**Task requirements**
Locate the word "issue" in the material, then show every line that holds it.

**Given records**
PR #3046, opened 2023-03-28
Allow `JavaTemplate` to use shared `JavaTypeCache`

knutwannheden:
As currently every application of `JavaTemplate` leads to a new `JavaParser` getting created with its own `JavaTypeCache` the result is that every time a `JavaTemplate` get applied, the LST will end up containing type attribution linked to identical yet distinct copies of `JavaType` objects, even if the LST elements refer to the same Java elements on the classpath. This in turn can cause a lot of memory overhead.

This commit aims at mitigating this issue by allowing `JavaTemplate` (specifically `JavaTemplateParser`) to use a shared `JavaTypeCache`. The life cycle of the `JavaTypeCache` is the same as that of the `ExecutionContext` and it will get used by every `JavaTemplate` with the same classpath. At the end of each compilation performed by the `JavaTemplateParser` the `JavaType` objects which were created for the parsed Java sources get purged again.

Since the `JavaTypeCache` structure itself isn't thread-safe, each `JavaTemplateParser` will create a clone of the shared `JavaTypeCache` and work with that.

The feature can be disabled by setting the `org.openrewrite.java.typecache.sharing` system property to `false`.

### DIFF
--- a/rewrite-java-17/src/main/java/org/openrewrite/java/Java17Parser.java
+++ b/rewrite-java-17/src/main/java/org/openrewrite/java/Java17Parser.java
@@ -27,10 +27,10 @@ import java.nio.charset.Charset;
 import java.nio.file.*;
 import java.util.*;
 
-public class Java17Parser implements JavaParser {
-    private final JavaParser delegate;
+public class Java17Parser implements JavaParser, JavaParser.Internal {
+    private final JavaParser.Internal delegate;
 
-    Java17Parser(JavaParser delegate) {
+    Java17Parser(JavaParser.Internal delegate) {
         this.delegate = delegate;
     }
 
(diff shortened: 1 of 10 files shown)


knutwannheden:
> **Warning**
> This is just a proof-of-concept and there is at least one issue which would first have to be addressed: The types in the `JavaTemplate` itself "pollute" the `JavaTypeCache` with types which mustn't be shared between applications of the `JavaTemplate`. This could potentially be addressed by "partitioning" the `JavaTypeCache` along the classpath / sourcepath axis and thus throwing the `JavaTemplate`-induced sourcepath partition away at the end of the run.

jkschneider:
image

**Exercise answer**
This commit aims at mitigating this issue by allowing `JavaTemplate` (specifically `JavaTemplateParser`) to use a shared `JavaTypeCache`. The life cycle of the `JavaTypeCache` is the same as that of the `ExecutionContext` and it will get used by every `JavaTemplate` with the same classpath. At the end of each compilation performed by the `JavaTemplateParser` the `JavaType` objects which were created for the parsed Java sources get purged again.
> This is just a proof-of-concept and there is at least one issue which would first have to be addressed: The types in the `JavaTemplate` itself "pollute" the `JavaTypeCache` with types which mustn't be shared between applications of the `JavaTemplate`. This could potentially be addressed by "partitioning" the `JavaTypeCache` along the classpath / sourcepath axis and thus throwing the `JavaTemplate`-induced sourcepath partition away at the end of the run.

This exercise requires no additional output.